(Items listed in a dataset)
+--
PR #3656, opened 2022-12-08
osmocli: add float parser, add test for `ParseFieldFromArg`

RusAkh:
- add float parser, add test for ParseFieldFromArg

Adds float parser to osmocli + test


ValarDragon (approved):
Nice!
+--
* PROBLEM STATEMENT
Quote only the lines from the one containing "osmocli: add float" through the final line of the records, with both ends included.

* RESULT FOR THIS TASK
osmocli: add float parser, add test for `ParseFieldFromArg`

RusAkh:
- add float parser, add test for ParseFieldFromArg

Adds float parser to osmocli + test


ValarDragon (approved):
Nice!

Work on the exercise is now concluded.